I realize there is concern that we'll "ditch" the desktop, and I accept the fact that a shift in strategy always creates uncertainty. Only our actions over time can allay those concerns.

Fortunately, it's not entirely up to us. We intend to work with publishers and other partners to make commercial versions of BeOS 5 available through retail channels. This allows us to refocus the energies we previously applied to our own retail distribution efforts. We've received a number of calls from all over the world expressing interest in BeOS 5. Several software developers are interested in bundling BeOS with their applications and others want to publish and ship BeOS 5 itself. I've even heard a comment to the effect one company wants to be the Red Hat of the BeOS. I like the sentiment, and I'll let the legal eagles have fun with the putative motto.

As I have been required to do in the past, I must inform you that many of the statements I have made here are forward-looking in nature. That is, statements that are not historical facts are "forward-looking statements," including without limitation my statements regarding the future growth of the Internet appliance market, future availability and performance of Internet appliances and third party applications, plans for product development and release, the future capabilities of our products or other products mentioned herein, the market acceptance of our products, and our ability to penetrate and capture the emerging Internet appliance markets. Actual events or results may differ materially as a result of risks facing Be Incorporated or actual results differing from the assumptions underlying such statements.

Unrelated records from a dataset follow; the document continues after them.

PR #476, opened 2018-08-19
forward log level in InvalidJailConfigAddress error

gronke:
Fixes an issue raising an IocageException when attempting to set invalid IP address.

### DIFF
--- a/iocage/lib/errors.py
+++ b/iocage/lib/errors.py
@@ -399,7 +399,8 @@ class InvalidJailConfigAddress(InvalidJailConfigValue):
             property_name=property_name,
             jail=jail,
             reason=reason,
-            level=level
+            level=level,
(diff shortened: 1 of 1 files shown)


iocage/lib/errors.py
```diff
@@ -391,13 +391,16 @@ def __init__(
...
+        level: str="error"
     ) -> None:
         reason = f"expected \"<nic>|<address>\" but got \"{value}\""
         super().__init__(
             property_name=property_name,
             jail=jail,
-            reason=reason
+            reason=reason,
+            level=level,
+            logger=logger
```
igalic: there really should be an easier way to do this

gronke: We just got rid of **kwargs for the sake of strong typing.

Such risks and assumptions include, but are not limited to, risks related to the growth of the market for Internet appliances, our ability to establish and maintain strategic relationships, our ability to develop and engineer modifications to BeOS, and the competition and market acceptance of BeOS. All such forward-looking statements are expressly qualified in their entirety by the "Risk Factors" and other cautionary statements included in Be Incorporated's prospectus, filed pursuant to Rule 424(b) of the Securities Act of 1933 on July 20, 1999 (Commission File No. 333- 77855), and other public filings with the Securities and Exchange Commission.